When we invested in Neople in 2023, we were drawn to its obvious value proposition: an AI Agent that solves customer tickets for e-commerce companies. What’s more, it improves over time, increasing the first-time-right ratio by learning from each customer interaction. Neople integrates directly into your customer service center, making it easy to implement and allowing you to save time from day one.

Hans de Penning, CEO and Co-Founder of Neople, told me about his view on their P&L impact:

“We offer multiple benefits to our customers, most of which are directly monetary: saving time by answering customer support tickets with AI. One of our key winning elements is that the ROI is easy to calculate.

“Some effects might be more indirect, like Neople handling more unhappy customer requests, which can be draining for employees. This, in turn, increases employee happiness and retention.

“Sometimes you see decisions being made on softer metrics — like following industry competition or improving customer experience — that ultimately still impact the P&L.”

“My advice for founders is to target something in your client’s company where the costs are well-known, as it makes the product easier to sell.

Stay Compliant to Regulations = Avoid Losing Clients // Tanso

Regulations have always shaped the way companies do business. This usually changes how companies operate, and capturing parts of this change process presents opportunities for others. Munich-based Tanso is a climate intelligence suite that offers a solution for carbon accounting.

I really enjoyed the conversation with Founder and CEO Till Wiechmann and what he taught me about their go-to-market:

“Your first competition in a pitch is not another software, but your customers building a solution internally. So by default, you are competing for P&L impact by being cheaper or more efficient than them solving a problem with their tools and manpower”

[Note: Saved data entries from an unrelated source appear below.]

PR #816, opened 2024-01-13
add nil expr for summarise and mutate - Py Polars `lit(None)`

lkarthee:
This PR add `lit(None)`.  Can be used to align `describe` with Py Polars. 

```elixir
df = DF.new(strs: ["a", "b", "c"], nums: [1, 2, 3])
DF.mutate(df, c: nil)
#Explorer.DataFrame<
  Polars[3 x 3]
  strs string ["a", "b", "c"]
  nums s64 [1, 2, 3]
  c null [nil, nil, nil]
>
DF.summarise(df, c: nil)
#Explorer.DataFrame<
  Polars[1 x 1]
  c null [nil]
>
```

I will add test cases after review.

### DIFF
--- a/test/explorer/data_frame_test.exs
+++ b/test/explorer/data_frame_test.exs
@@ -663,6 +663,16 @@ defmodule Explorer.DataFrameTest do
   end
 
   describe "mutate/2" do
+    test "with nil" do
+      df = DF.new(strs: ["a", "b", "c"], nums: [1, 2, 3])
+      assert DF.mutate(df, c: nil) |> inspect() == ~s(#Explorer.DataFrame<
+  Polars[3 x 3]
+  strs string ["a", "b", "c"]
+  nums s64 [1, 2, 3]
+  c null [nil, nil, nil]
+>)
+    end
+
     test "adds new columns" do
       df = DF.new(a: [1, 2, 3], b: ["a", "b", "c"])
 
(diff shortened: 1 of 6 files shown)


josevalim (approved):

test/explorer/data_frame_test.exs
```diff
@@ -663,6 +663,16 @@ defmodule Explorer.DataFrameTest do
...
 
   describe "mutate/2" do
+    test "with nil" do
+      df = DF.new(strs: ["a", "b", "c"], nums: [1, 2, 3])
+      assert DF.mutate(df, c: nil) |> inspect() == ~s(#Explorer.DataFrame<
+  Polars[3 x 3]
+  strs string ["a", "b", "c"]
+  nums s64 [1, 2, 3]
+  c null [nil, nil, nil]
+>)
```
josevalim, line 673: We should not rely on inspect for tests. We should use something like to_columns or assert on individual series. The tests below are a good example!

lkarthee: what is preferred in `DF.dtypes(df1)` or `df1.dtypes`

josevalim: Any is fine. See the one we use the most in test and follow that template :)

josevalim:

test/explorer/data_frame_test.exs
lkarthee: i have rewritten tests and pushed..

“While the P&L impact of carbon accounting might not seem obvious initially, it’s not only about having cost-efficient processes but also about preserving and winning topline. Our customers are aware that not being able to report on certain metrics might cost them their position of being the supplier of a huge OEM, which accounts for 30% of their revenue.”

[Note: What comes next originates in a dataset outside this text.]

PR #817, opened 2024-01-13
typespec - add :null to dtype

lkarthee:


josevalim:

“A painkiller can only exist if a pain is felt. In sustainability accounting, 3 years ago, it was not easy to sell a pain point that your customers anticipated but haven’t experienced yet. This changed a lot now.”

“As the pressure on carbon reporting became tighter, P&L impact increased, and the importance of the topic changed for our customers. With that, our buying center became more senior and now usually involves C-Level. P&L critical decisions are made by the CEO or CFO.”

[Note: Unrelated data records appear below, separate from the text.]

PR #820, opened 2024-01-14
add DataFrame.transpose/2

lkarthee:
```elixir
df = Explorer.DataFrame.new(a: [32.0, 33.0], b: [1, 2], c: ["a", "b"])
DF.print(df)
dft = DF.transpose(df, include_header: true, header_name: "names", column_names: ["x", "y"]) #, 

+--------------------------------------------+
| Explorer DataFrame: [rows: 3, columns: 3]  |
+--------------+--------------+--------------+
|    names     |      x       |      y       |
|   <string>   |   <string>   |   <string>   |
+==============+==============+==============+
| a            | 32.0         | 33.0         |
+--------------+--------------+--------------+
| b            | 1            | 2            |
+--------------+--------------+--------------+
| c            | a            | b            |
+--------------+--------------+--------------+


```

### DIFF
--- a/lib/explorer/data_frame.ex
+++ b/lib/explorer/data_frame.ex
@@ -4206,6 +4206,77 @@ defmodule Explorer.DataFrame do
   end
 
   @doc """
+  Transpose a DataFrame.
+
+  > #### Warning {: .warning}
+  >
+  > This is an expensive operation since data is stored in a columnar format.
+
+  ## Options
+
+    * `:include_header` - if `true` column names are added as first column or header column. (default: `false`)
+    * `:header_name` - when `include_header` is `true`, sets name of the header column. (default: `column`)
+    * `:column_names` - names for non header columns. Length of column_names should match the row count of data frame. (default: `nil`)
+
+  ## Examples
+
+      iex> df = Explorer.DataFrame.new(a: ["d", nil], b: [1, 2], c: ["a", "b"])
+      iex> Explorer.DataFrame.transpose(df)
+      #Explorer.DataFrame<
+        Polars[3 x 2]
+        column_0 string ["d", "1", "a"]
+        column_1 string [nil, "2", "b"]
+      >
+
+      iex> df = Explorer.DataFrame.new(a: ["d", nil], b: [1, 2], c: ["a", "b"])
+      iex> Explorer.DataFrame.transpose(df, column_names: ["x", "y"])
+      #Explorer.DataFrame<
+        Polars[3 x 2]
+        x string ["d", "1", "a"]
+        y string [nil, "2", "b"]
+      >
+
+      iex> df = Explorer.DataFrame.new(a: ["d", nil], b: [1, 2], c: ["a", "b"])
+      iex> Explorer.DataFrame.transpose(df, include_header: true, header_name: "name")
+      #Explorer.DataFrame<
+        Polars[3 x 3]
+        name string ["a", "b", "c"]
+        column_0 string ["d", "1", "a"]
+        column_1 string [nil, "2", "b"]
+      >
+  """
+  @doc type: :single
+  @spec transpose(df :: DataFrame.t(), opts :: Keyword.t()) :: DataFrame.t()
+  def transpose(df, opts \\ []) do
+    opts =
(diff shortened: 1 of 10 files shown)


lib/explorer/data_frame.ex
```diff
@@ -4205,6 +4205,77 @@ defmodule Explorer.DataFrame do
...
+  Transpose a DataFrame.
+
+  > #### Warning {: .warning}
+  >
+  > This is an expensive operation since data is stored in a columnar format.
+
+  ## Options
+
+    * `:include_header` - if `true` column names are added as first column or header column. (default: `false`)
+    * `:header_name` - when `include_header` is `true`, sets name of the header column. (default: `column`)
```
josevalim, line 4218: We don't need both options. We can have a `:header`option. It may be false (default), true (default to column) or a string with the header name.

lkarthee: should `:column_names` be `columns` ?  I see it as a common parameter for many DF functions ?

lkarthee: i have changed `:column_names` to `column`. I can revert it..

lib/explorer/data_frame.ex
```diff
@@ -4205,6 +4205,82 @@ defmodule Explorer.DataFrame do
...
+  @doc type: :single
+  @spec transpose(df :: DataFrame.t(), opts :: Keyword.t()) :: DataFrame.t()
+  def transpose(df, opts \\ []) do
+    opts =
+      Keyword.validate!(opts, header: false, columns: nil)
+
+    header =
+      case opts[:header] do
+        false -> false
+        nil -> nil
```
josevalim, line 4256:
```suggestion
```

lkarthee: To avoid `to_column_name` convert it to string, I added that clause -> `nil -> nil` ?

josevalim: When it would ever be nil? The accepted values should be Boolean or string, no?

lkarthee: Atoms are also accepted- they are converted to strings by to_column(). So when user passes nil, it will be converted to "nil". Just to guard it I put that condition. Is nil to "nil" conversion is acceptable?

billylanchantin: Handling atoms makes sense. Would an `ArgumentError` be more appropriate for `header: nil`?

Also I think guards on the `to_column_name` clause might be helpful.

lkarthee: If we disallow `nil`, user may pass `"nil"`.  `df[nil]` is valid, even though it looks funny. 
```elixir
iex> dft = DF.transpose(df, header: "nil", columns: ["x", "y"])
iex> dft[nil]
#Explorer.Series<
  Polars[3]
  string ["a", "b", "c"]
>
```
Not much we can do  here. I have accepted Jose change code suggestion and removed the statement.

test/explorer/data_frame_test.exs
```diff
@@ -2722,6 +2722,82 @@ defmodule Explorer.DataFrameTest do
...
+               "y" => ["33.0", "2", "b"]
+             }
+    end
+
+    test "with column names < length of rows raises" do
+      df = Explorer.DataFrame.new(a: [32.0, 33.0], b: [1, 2], c: ["a", "b"])
+      assert DF.shape(df) == {2, 3}
+
+      assert_raise RuntimeError,
+                   "Polars Error: lengths don't match: Length of new column names must be the same as the row count",
```
josevalim, line 2791: Ideally we want to validate what we can on Explorer side. We only let Polars raise when the error requires traversing the series itself. Can you validate this one in Elixir too? Thank you!

josevalim (approved):
Looks great to me! @cigrainger should decide on the API (name and options). :)

cigrainger (approved):
Yeah this can be tough to do with `pivot_wider`. It's a bit niche, but all good. I'm cool with `transpose`, and I think you guys got to the ideal set of opts w/ `header` and `columns`. I'm happy with this!

test/explorer/data_frame_test.exs
lkarthee: addressed in #823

How can you determine if you are truly solving a pain point for your clients? Below is one method to help you figure it out.

The 5-Question Painkiller Checklist:

  1. Do you know exactly how you can impact your clients’ P&L and by how much?
  2. Do your clients already recognize the potential P&L impact, or do you need to educate them?
  3. Can your clients quantify the impact themselves, and how granular can they get?
  4. Does your solution provide a one-time P&L impact, or does it consistently deliver P&L benefits over the next 5–10 years?
  5. What is the balance between the ease of implementation and your P&L impact? (see graphic below)

How to interpret the above

Top Right: If your solution is easy to implement and has a high P&L impact, you can be a true painkiller in the top-right quadrant. For example, Mollie operates in this space.

Bottom Right: Low P&L impact is acceptable if your solution is easy to implement. Ideally, it should be self-service, product-led, and have a large customer base, as you won’t be able to charge much per client.

Top Left: This can be a very lucrative field to be in. For instance, Upvest operates here. They sell to large institutions in a highly regulated environment, therefore the implementation effort is quite high but they offer significant upside potential.

Bottom Left: This is the space you want to avoid at all costs — having low monetary benefits for your clients while being difficult to implement or having a lengthy sales process. This is the death valley of B2B SaaS.